Australia as a civilisation

People talk about everyday multiculturalism, the give and take of the streets and shops and playing fields, the interaction and joy that comes from discovering new things and new ideas, the scary sense of the unknown that suddenly intrudes. As a sociologist I tend to try to totalise the socialworld, make some overarching sense of it. But I realise that I am doing work here, to make this sense.

As a modern society in a rapidly changing world we spend a lot of time trying to make sense of it, or maybe just trying to make use of it. There are millions of personal trajectories being followed, millions of sensibilities being formed and transformed. These sensibilities are being constantly tested in our attempts to create ourselves in this world. It has been said that sociology is produced at the point history meets biography, where the individual consciousness reflects on and engages with the world around it. Artists are not dissimilar, though they may have a deeper pipe into their own emotions, and a more edgy set of cogs to try to grip into that world.

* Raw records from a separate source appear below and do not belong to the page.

PR #1015, opened 2020-01-17
update config:satellite-vm

miteshrh:
SUMMARY

Config: satellite-vm has extended to support multi cloud like aws and osp

ISSUE TYPE
- Feature enhanced

### DIFF
--- a/ansible/configs/satellite-vm/default_vars.yml
+++ b/ansible/configs/satellite-vm/default_vars.yml
@@ -1,0 +1,61 @@
+---
+
+env_type: satellite-vm 
+output_dir: /tmp/workdir                # Writable working scratch directory
+email: "{{env_type}}@example.com"
+guid: defaultguid
+
+# for file based repo
+repo_method: file 
+use_own_repos: true
+repo_version: "6.4"
+## For RHN login 
+# repo_method: rhn
+# rhsm_pool_ids:
+#   - 8a85f99b6b498682016b521dfe463949
+# rhel_subscription_user:
+# rhel_subscription_pass: 
+######
+
+deploy_local_ssh_config_location: "{{output_dir}}/"
+key_name: ocpkey                        # Keyname must exist in AWS
+use_own_key: true
+env_authorized_key: "{{guid}}key"
+set_env_authorized_key: true
+default_key_name: ~/.ssh/{{key_name}}.pem
+
+install_bastion: true
+install_common: true
+install_ipa_client: false
+tower_run: false
+update_packages: false
+update_all_packages: false
+install_satellite: True
+configure_satellite: false
+
+project_tag: "{{ env_type }}-{{ guid }}"
+
+rhel_repos:
+  - rhel-7-server-rpms 
+  - rhel-server-rhscl-7-rpms 
+  - rhel-7-server-satellite-6.4-rpms 
+  - rhel-7-server-satellite-maintenance-6-rpms 
+  - rhel-7-server-ansible-2.6-rpms
+  - rhel-7-server-extras-rpms
+
+common_packages:
+  - python
+  - unzip
+  - bash-completion
+  - tmux
+  - wget
+  - git
+  - vim-enhanced
+  - at
+  - python27-python-pip
+  - bind-utils
+
+cf_template_description: "{{ env_type }}-{{ guid }} Ansible Agnostic Deployer "
+
+
+...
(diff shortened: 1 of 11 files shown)


ansible/configs/satellite-vm/default_vars_ocp.yml
```diff
@@ -0,0 +1,100 @@
...
+use_dynamic_dns: true
+osp_project_create: true
+student_name: student
+admin_user: opentlc-mgr
+
+
+bastion_instance_type: 2c2g30d
+satellite_instance_type: 8c32g100d
+
+___image: rhel-server-7.7-update-2
```
stencell: why so many _____ for this var? Makes it hard to determine if there is a mistake at a glance.

ansible/configs/satellite-vm/default_vars.yml
```diff
@@ -0,0 +1,61 @@
...
+
+env_type: satellite-vm 
+output_dir: /tmp/workdir                # Writable working scratch directory
+email: "{{env_type}}@example.com"
+guid: defaultguid
+
+# for file based repo
+repo_method: file 
+use_own_repos: true
+repo_version: "6.4"
```
stencell: Why such an old repo? Any reason not to update so you get updated packages with security and other fixes?

ansible/configs/satellite-vm/default_vars_ec2.yml
```diff
@@ -1,17 +1,14 @@
...
+HostedZoneId: Z3IHLWJZOU9SRT
+aws_region: ap-southeast-2
 
-default_key_name: ~/.ssh/{{key_name}}.pem
-tower_run: false
 
 # How many do you want for each instance type
-
-
 bastion_instance_type: "t2.medium"
```
stencell: Consider moving to t3 for more future proof if you are already making and testing changes.

ansible/configs/satellite-vm/default_vars_ec2.yml
```diff
@@ -1,17 +1,14 @@
...
 bastion_instance_image: RHEL75
```
stencell: Why such an old version of RHEL?

ansible/configs/satellite-vm/default_vars.yml
```diff
@@ -0,0 +1,61 @@
...
+common_packages:
+  - python
+  - unzip
+  - bash-completion
+  - tmux
+  - wget
+  - git
+  - vim-enhanced
+  - at
+  - python27-python-pip
```
stencell: Any chance you could look at moving to python3 with these changes to be more future-proof? Several of the common roles have already been adapted to be compatible with either and we are exclusively python3 with the latest OCP on OSP config.

ansible/configs/satellite-vm/default_vars_ocp.yml
miteshrh: changed to one _  thanks.

ansible/configs/satellite-vm/default_vars_ec2.yml
miteshrh: Changed to t3.medium.

ansible/configs/satellite-vm/default_vars.yml
miteshrh: Yeah, This is repo_version=6.4 is for satellite v6.4 and as of now we are doing only satellite 6.4. Hence no need to update, we need to keep it as is.

ansible/configs/satellite-vm/default_vars_ec2.yml
miteshrh: Satellite 6.4 supports only rhel 7 hence at time of writing config I used RHEL75, Now if I want to change then it requires more time to test bit by bit of satellite installation and configuration. So I will keep this version, may be later we will change.

ansible/configs/satellite-vm/default_vars.yml
miteshrh: Few of our modules which we use daily does not like python3 i.e. os_auth is still using python2.7 based openstacksdk so we like to keep as it is.

stencell: Your call...we use python3 for ocp4-disco environment and that includes openstacksdk as well.

miteshrh:
@stencell I have made changes as asked and made some changes as per suggestion also. Please review and merge.

PR #1037, opened 2020-01-23
Wk cluster

wkulhanek:
This config adds ocp4-cluster. And makes a few changes to related roles.

The config works except for Registry storage. Will need to test on Blue.

But would be good to review and merge this bit.


ansible/configs/ocp4-cluster/files/requirements_k8s.txt
```diff
@@ -0,0 +1,36 @@
+adal
```
stencell: Can we consider pinning these to a version with pip3 freeze?

ansible/configs/ocp4-cluster/files/requirements_k8s.txt
```diff
@@ -0,0 +1,40 @@
+adal==1.2.2
```
wkulhanek: @stencell Done. :-)

ansible/configs/ocp4-cluster/default_vars.yml
```diff
@@ -0,0 +1,195 @@
...
+student_name: lab-user
+
+# Enable this if you want to use IPA for user authentication.
+# Mutually exclusive with {{ install_student_user }}
+install_ipa_client: false
+
+# TODO: What does this really do besides run the role?
+set_env_authorized_key: true
+env_authorized_key: "{{guid}}key"
+key_name: "default_key_name"
```
fridim: key_name should not be needed anymore when `cloud_provider == osp` thanks to this recent commit: https://github.com/redhat-cop/agnosticd/commit/926a092587159ebcc816cbdbe39db71b1f5b702b#diff-beb8a8b8bdf73e75e38e21e91cb5ef28R2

Australian civilisation needs more of that edginess, and more space for alternatives to be tried and lived. A colleague of mine Jon Marshall likes to suggest that chaos is the most important parameter of the social world to protect, because people are both formed by and help to contribute to the social world through their wanderings in chaos and their access to the serendipitous. Hopefully we are emerging from brutopia and may be able to discover a more multiplex and diverse set of spaces in which to be Australia.

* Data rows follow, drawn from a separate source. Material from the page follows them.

PR #1044, opened 2020-01-23
Added RHEL81 ami region mappings

bkoz:
##### SUMMARY

This change allows RHEL8.1 AMI's to be deployed.

##### ISSUE TYPE

- Feature Pull Request

##### COMPONENT NAME

Adds a RHEL81 ami to roles/infra-ec2-template-generate/defaults/main.yml
##### ADDITIONAL INFORMATION

```paste below

```


stencell:
@fridim Is this a good opportunity to look at doing mappings to the non-hourly AMIs and take advantage of the cloud access images to save cost?

fridim:
I think this PR is simple enough to be merged

The problem with the cloud access images (let's call them GOLD images) is that the target aws account should have access to them.

Not all of our accounts have access.

So we should come up with a plan to address that.

PR #1050, opened 2020-01-24
Add agnosticd_user_info module

jkupferer:
##### SUMMARY

Add agnostid_user_info module implemented as action plugin.

This module is proposed as a replacement for using debug statements.
Switching to this module allows us to more easily programatically
capture output by putting user info directly into the output dir.

##### ISSUE TYPE

- Feature Pull Request

##### COMPONENT NAME

agnosticd user info

##### ADDITIONAL INFORMATION

This PR only adds the `agnosticd_user_info` module. Configs and workloads will need to be adapted to use it. In order to convert to `agnosticd_user_info`:

Go from this:

```
- name: Show generated password
  debug:
    msg: "user.info: generated password {{ generated_password }}"
```

To this:

```
- name: Show generated password
  agnosticd_user_info:
    msg: "generated password {{ generated_password }}"
```

This module also supports outputing structured data, so the following may be preferred to allow the value to be picked up by automation more easily:

```
- name: Show generated password
  agnosticd_user_info:
    msg:
      generated_password: "{{ generated_password }}"
```

### DIFF
--- a/.gitignore
+++ b/.gitignore
@@ -27,3 +27,4 @@ ansible/configs/*/roles
 my_*_vars.yml
 
 .vscode/settings.json
+__pycache__
--- a/ansible/action_plugins/agnosticd_user_info.py
+++ b/ansible/action_plugins/agnosticd_user_info.py
@@ -52,7 +52,7 @@ class ActionModule(ActionBase):
                 )
             )
             fh = open(os.path.join(output_dir, 'user-info.yaml'), 'a')
-            fh.write('- ' + json.dumps(result['msg']) + "\n")
+            fh.write('- ' + json.dumps(self._task.args['msg']) + "\n")
             fh.close()
             result['failed'] = False
         except Exception as e:
--- a/ansible/action_plugins/agnosticd_user_info.py
+++ b/ansible/action_plugins/agnosticd_user_info.py
@@ -22,7 +22,7 @@ __metaclass__ = type
 import json
 import os
 
-from ansible.errors import AnsibleUndefinedVariable
+from ansible.errors import AnsibleError, AnsibleUndefinedVariable
 from ansible.module_utils.six import string_types
 from ansible.module_utils._text import to_text
 from ansible.plugins.action import ActionBase
@@ -31,6 +31,7 @@ class ActionModule(ActionBase):
     '''Print statements during execution and save user info to file'''
 
     TRANSFERS_FILES = False
+    _VALID_ARGS = frozenset(('msg',))
 
     def run(self, tmp=None, task_vars=None):
         self._supports_check_mode = True
@@ -45,7 +46,11 @@ class ActionModule(ActionBase):
         result['_ansible_verbose_always'] = True
 
         try:
-            output_dir = task_vars.get('output_dir', task_vars.get('playbook_dir', '.'))
+            output_dir = task_vars.get('output_dir',
+                task_vars['hostvars'].get('localhost',{}).get('output_dir',
+                    task_vars.get('playbook_dir', '.')
+                )
+            )
             fh = open(os.path.join(output_dir, 'user-info.yaml'), 'a')
             fh.write('- ' + json.dumps(result['msg']) + "\n")
             fh.close()
--- a/ansible/action_plugins/agnosticd_user_info.py
+++ b/ansible/action_plugins/agnosticd_user_info.py
@@ -1,0 +1,57 @@
+#!/usr/bin/python
+# 
+# Copyright: (c) 2020, Johnathan Kupferer <jkupfere@redhat.com>
+# GNU General Public License v3.0+ (see COPYING or https://www.gnu.org/licenses/gpl-3.0.txt)
+#
+# This plugin is free software: you can redistribute it and/or modify
+# it under the terms of the GNU General Public License as published by
+# the Free Software Foundation, either version 3 of the License, or
+# (at your option) any later version.
+#
+# Ansible is distributed in the hope that it will be useful,
+# but WITHOUT ANY WARRANTY; without even the implied warranty of
+# MERCHANTABILITY or FITNESS FOR A PARTICULAR PURPOSE.  See the
+# GNU General Public License for more details.
+#
+# You should have received a copy of the GNU General Public License
+# along with Ansible.  If not, see <http://www.gnu.org/licenses/>.
+
+from __future__ import (absolute_import, division, print_function)
+__metaclass__ = type
+
+import json
+import os
+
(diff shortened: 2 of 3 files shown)


tonykay:
So the `user.info` is key to the email generation and existing processes. I would suggest maintaining the ability to prefix the information with `user_info:`. Making this behavior default but adding the ability to. Turn it off. Also I think there are advantages into each developer being  able to output whatever it is they care about e.g. `user_info: s3 bucket is http://...`

jkupferer:
@tonykay The `agnosticd_user_info` module always prepends `user-info: ` to all messages displayed in the output log:
https://github.com/redhat-cop/agnosticd/blob/agnosticd-user-info/ansible/action_plugins/agnosticd_user_info.py#L44

There isn't currently an ability to turn this off. I thought about making it optional... that would mean user info could be set in the output file that wouldn't be displayed in the old way, but why implement a feature we probably don't need?

fridim:
To echo what Tony said:

Current process is: cloudforms parses the logs that way:

```ruby
    userInfoResult ||= searchLog('\"user.info:', logfile, sshHost, sshUser, sshKey)
    unless userInfoResult[0].nil? || userInfoResult[0] == ""
      userInfoResult[0] = userInfoResult[0].gsub(/.*"user.info: /,'')
      userInfoResult[0] = userInfoResult[0].gsub(/",/,'')
      userInfoResult[0] = userInfoResult[0].gsub(/"}/,'')
      userInfoResult[0] = userInfoResult[0].gsub(/"$/,'')
      c = 0
      userInfoResult[0].split(/\n+/).each do |line|
        $evm.root['service_template_provision_task'].destination.custom_set("Environment Info #{c.to_s}", line)
        c = c + 1
      end
      body +=<<EOT
```

Keep in mind that it's kind of fragile.

For example:
- if we change ansible.cfg and set `stdout_callback = yaml`, it doesn't work, cloudforms doesn't catch it.
- It has to work when debug tasks are skipped. The string is printed, but differently:

```
TASK [Print Student aws access as user.info] ***********************************
Friday 24 January 2020  13:04:40 -0500 (0:00:01.684)       0:36:04.563 ******** 
skipping: [localhost] => (item=user.info: Top level domain: .example.opentlc.com) 
skipping: [localhost] => (item=user.info: ) 
skipping: [localhost] => (item=user.info: WARNING: with great power comes great responsibility. We monitor usage.) 
skipping: [localhost] => (item=user.info: Your AWS programmatic access:) 
skipping: [localhost] => (item=user.info: aws_access_key_id = ...) 
skipping: [localhost] => (item=user.info: aws_secret_access_key = ...) 
```

In your action module you just write to a file, right ?

What is the difference with:

```yaml
- copy:
    content: ...
    dest: user-info.yml
```
?

fridim:
We could improve Cloudforms' code

- look for a `user-info.yaml` file instead of parsing the logs,  grab it and convert to structured data in ruby
- print the email using that data
- if no `user-info.yaml` found, fallback to old method, parse the logs

But it should be changed everywhere in all cloudforms email methods (all instances)

Let's discuss with @rut31337

jkupferer:
@fridim lots of differences using `agnosticd_user_info` from using the `copy` module.

* appends to a `user-info.yaml` file in the `output_dir`, so it can be called repeatedly
* is an action plugin, and so always executes on localhost
* uses `_ansible_verbose_always` to always print output like debug

I used the `debug` action plugin as reference when implementing `agnosticd_user_info` to get the same behavior as much as possible.

Using this playbook...

```
- hosts: localhost
  gather_facts: false
  tasks: 
  - debug:
      msg: "user.info: hello, world"
  - agnosticd_user_info:
      msg: "hello, world"
```

This is the log output:

```
PLAY [localhost] ***********************************************************************

TASK [debug] **************************************************************************
Sunday 26 January 2020  09:16:21 -0600 (0:00:00.023)       0:00:00.023 ******** 
ok: [localhost] => {
    "msg": "user.info: hello, world"
}

TASK [agnosticd_user_info] **********************************************************
Sunday 26 January 2020  09:16:21 -0600 (0:00:00.016)       0:00:00.039 ******** 
ok: [localhost] => {
    "changed": false,
    "msg": "user.info: hello, world"
}

PLAY RECAP ***********************************************************************************************************************************************************************************************************************************
localhost                  : ok=2    changed=0    unreachable=0    failed=0    skipped=0    rescued=0    ignored=0 
```

jkupferer:
I don't understand the bit about the skipped tasks though... this seems bizarre...

So something like this...

https://github.com/redhat-cop/agnosticd/blob/development/ansible/configs/ocp4-ha-lab/software.yml#L225-L238
```
    - name: Print Student aws access as user.info
      debug:
        msg: "{{ item }}"
      with_items:
        - "user.info: Top level domain: {{ subdomain_base_suffix }}"
        - "user.info: "
        - "user.info: WARNING: with great power comes great responsibility. We monitor usage."
        - "user.info: Your AWS programmatic access:"
        - "user.info: aws_access_key_id = {{ student_access_key_id }}"
        - "user.info: aws_secret_access_key = {{ student_secret_access_key }}"
      when:
        - not install_ocp4 | bool
        - student_access_key_id is defined
        - student_secret_access_key is defined
```

Are you saying that the the user info is picked up from these even if the tasks are skipped? So the `when` clause is functionally ignored?

fridim:
i'm saying that when the task is skipped, the message is printed, but differently and the regex in cloudforms is smart enough to not pick it up.

jkupferer:
Cool, so same deal here. The message being printed when it is skipped is just core ansible, nothing special there. One difference would be that this...

```
- hosts: localhost
  gather_facts: false
  tasks:
  - agnosticd_user_info:
      msg: "{{ item }}"
    with_items:
    - foo
    - bar
    when: false
```

Prints:

```
PLAY [localhost] **************************************************************

TASK [agnosticd_user_info] ****************************************************
Monday 27 January 2020  10:21:04 -0600 (0:00:00.036)       0:00:00.036 ********
skipping: [localhost] => (item=foo) 
skipping: [localhost] => (item=bar) 

PLAY RECAP ********************************************************************
localhost : ok=0    changed=0    unreachable=0    failed=0    skipped=1    rescued=0    ignored=0
```

No "user.info: " prefix. I don't think it matters.

fridim:
OK, that's fine.

Now the question is, should we search and replace in the whole code base  at once ?

jkupferer:
"should we search and replace in the whole code base at once?"

I am confident, but not that confident. I'd rather get this in, then switch over a single config or workload to verify, and then later switch over the rest.

fridim:
i know python2 support dropped, but did you test it though?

One of the curious things about multicultural democracies is the falling support for the ideas associated with multiculturalism amongst many of its erstwhile supporters and beneficiaries. Two perspectives throw light on the underlying tensions that have been created by multiculturalism – though from rather different points of view. Neo-cons, who are in general antipathetic to multiculturalism, point to the decline of trust as diversity increases, thereby undermining communities of locality and contributing to a decay of the social order. Meanwhile social democrats worry at the erosion of reciprocal respect occasioned by rapid population change, leading to declining commitment to the egalitarian and redistributive welfare state as it apparently becomes populated by demanding “strangers”.

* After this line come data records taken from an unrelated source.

PR #2599, opened 2020-09-28
Add agnosticd_virtualenv role

jkupferer:
##### SUMMARY

Add role `agnosticd_virtualenv` with hook in `setup_runtime.yml` to create a python virtualenv for ansible execution on localhost if configured and not already present.

##### ISSUE TYPE

- Feature Pull Request

##### COMPONENT NAME

`setup_runtime.yml` playbook
`agnosticd_virtualenv` role

### DIFF
--- a/ansible/roles/agnosticd_virtualenv/.yamllint
+++ b/ansible/roles/agnosticd_virtualenv/.yamllint
@@ -1,0 +1,14 @@
+---
+extends: default
+
+rules:
+  comments:
+    require-starting-space: false
+  comments-indentation: disable
+  indentation:
+    level: warning
+    indent-sequences: whatever
+  line-length:
+    level: warning
+    max: 500
+    allow-non-breakable-inline-mappings: true
--- a/ansible/roles/agnosticd_virtualenv/.yamllint
+++ b/ansible/roles/agnosticd_virtualenv/.yamllint
@@ -7,8 +7,7 @@ rules:
   comments-indentation: disable
   indentation:
     level: warning
-    indent-sequences: whatever
+    indent-sequences: consistent
   line-length:
-    level: warning
-    max: 500
+    max: 120
     allow-non-breakable-inline-mappings: true
--- a/ansible/roles/agnosticd_virtualenv/README.adoc
+++ b/ansible/roles/agnosticd_virtualenv/README.adoc
@@ -7,7 +7,7 @@ This is role runs from setup_runtime with a default set of Python requirements t
 == Configuration
 
 `agnosticd_virtualenv_requirements` - Python requirements in list format as used by `pip` module `name` argument.
-Default value loaded from `configs/{{ env_type }}/requirements.txt` if it exists.
+Default value loaded from lines in `configs/{{ env_type }}/requirements.txt` if it exists.
 
 `agnosticd_virtualenv_base_dir` - Directory in which to create virtualenvs. Default `/tmp`.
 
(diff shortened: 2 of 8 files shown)


tonykay (approved):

Yet the processes that appear to dissolve older social bonds also feed Australian society with new creativity and transformative interactions. Cultural friction produces heat, but it also shines new light onto the future, marking out emergent pathways that beg us to explore them. As we drill down into the Australian future, its features become increasingly cosmopolitan; as we move away from the mainstream, the tumbling whitewater of our societal anabranches call up skills of flexibility, resilience and collaborative engagement in riskier places. Now that Australia has decided to move into a more dynamic and open future, we can systematically reflect on how we can mobilise our diversity for an exciting and edgy future.